Aaron Rodgers may have said it best when he told the Green Bay Packers faithful to R-E-L-A-X following the team's 1-2 start in 2014.
But, in an effort to do just that, let's consider just what we have to help us beyond a deep breath, a "chill pill" or an adult libation.
To be clear, all the aforementioned are fine — I guess. I've admittedly never seen or tried a "chill pill," but a deep breath never hurts, and in a pinch — and in a responsible manner — a glass, bottle or 1.5-ounce vessel of adult sustenance has been known to aid in the process.
Yet, as fall approaches, sports are again offering us the distraction we all need from a virus that simply won't go away.
COVID continues to do its thing. Across the country, numbers continue to spike, and it's hard to get beyond a vaccination conversation outside the walls of your home.

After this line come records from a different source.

PR #17267, opened 2025-02-11
node: fix Buffer.from(arrayBuffer)

nektro:
thanks @heimskr for the discovery!

### DIFF
--- a/test/js/node/buffer.test.js
+++ b/test/js/node/buffer.test.js
@@ -2980,3 +2980,25 @@ it("should not trim utf-8 start bytes at end of string", () => {
   const buf2 = Buffer.from("36e1", "hex");
   expect(buf2.toString("utf-8")).toEqual("6\uFFFD");
 });
+
+it("Buffer.from(arrayBuffer)", () => {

Unlike many of the self-proclaimed experts shouting from their proverbial rooftops, I'm not here to tell you what to do. I have my opinion, like you have yours, but what I've learned in recent months — and likely more than a year — is that I'm not changing your opinion and you're not changing mine. People have made their decision and like it or not — and often for reasons that make less sense than a penny (you can thank Foghorn Leghorn for that) — they're going down with their ship.
So, rather than banging your head against the wall over nonsensical, irrational and/or simple hardheaded behavior, I recommend turning to sports for an escape from the thing keeping you from the life we used to all lead before everything changed.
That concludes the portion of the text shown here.